Preferably the image processing device is adapted to determine when the image received from the lens 18 is in focus (i.e. when the distance of the tip 14 of the probe from the adjacent surface is equal to the focal distance of the lens 18). An indicator 20, for example a light or LED, may be provided on the body 12 of the probe, preferably on the exterior of the handle 13, the image processing device or associated processing means being programmed to activate the indicator 20 when the image is in focus. Thus the indicator 20 can be used to track the edge of a feature to be measured, such a lesion in articular cartilage. The indicator 20 also serves to facilitate the positioning of the tip 14 of the probe at the correct distance from the surface to be measured. Preferably the lens 18 is recessed into the tip 14 of the probe such that the distance between the lens 18 and an outer lip of the tip 14 is equal to the focal length of the lens, whereby the image of the surface will be in focus when the outer lip of the tip 14 is in contact with the surface. The probe 10 may be connected to a computer 21 , by a wired or wireless data connection. Such computer 21 may be programmed to interpret the data received from the probe 10 and to display the measurements obtained thereby. The computer 21 may be programmed to calculate and display the area of a lesion or other defect based upon the circumference of width of thereof, as measured by the probe 10.

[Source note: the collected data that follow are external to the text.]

PR #285, opened 2015-09-24
[WR] do not throw error if rabbitmq unavailable

bwreid:
The logger error should be one of "failure," which should differentiate it from other errors.

[Pivotal Card](https://www.pivotaltracker.com/story/show/103420758)

### DIFF
--- a/notifications/queue.js
+++ b/notifications/queue.js
@@ -55,8 +55,8 @@ var url = 'amqp:' + config.notifications.host + ":" + config.notifications.port;
 var connect = function() {
   attempt += 1;
   if (attempt > 5) {
-    logger.error("Failed to connect to RabbitMQ!");
-    throw "RabbitMQ not available"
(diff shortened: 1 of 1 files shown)


notifications/queue.js
```diff
@@ -55,8 +55,8 @@ var url = 'amqp:' + config.notifications.host + ":" + config.notifications.port;
 var connect = function() {
   attempt += 1;
   if (attempt > 5) {
-    logger.error("Failed to connect to RabbitMQ!");
-    throw "RabbitMQ not available"
+    logger.log("failure", "Failed to connect to RabbitMQ!");
```
tie-rack: I wonder if, since we'll be sending these logs to syslog, the level should be one of the [standard syslog levels](https://en.wikipedia.org/wiki/Syslog#Severity_level). Maybe "crit" or "alert"?

bwreid: I'm into that! I'll change it.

The probe 10 may be provided with a "start" button 22, which can be pressed to begin recording the x and y coordinates of the probe tip 14 as determined by the image processing device.

The tip of the probe may be detachably mounted on the body of the probe to allow the tip of the probe to be replaced after each surgical use. The tip of the probe, and possibly also the body of the probe, may be formed from a medically approved polymeric material.

The invention is not limited to the embodiment(s) described herein but can be amended or modified without departing from the scope of the present invention. While the above embodiment of the present invention has been described in relation to an arthroscopic probe for measuring the dimensions of cartilage lesions and other defects, it is envisaged that measurement probes in accordance with the present invention may have numerous other applications, for example for the precise measurement of features within an engine manifold, within a pipeline or within any other enclosed or inaccessible space. The materials from which the probe is made and the shape and dimensions of the body and tip of the probe may be modified to suit such different applications. A heavy duty version of the probe may be used for measuring the dimensions of internal features and flaws within pipelines, such as process pipes carrying corrosive chemicals.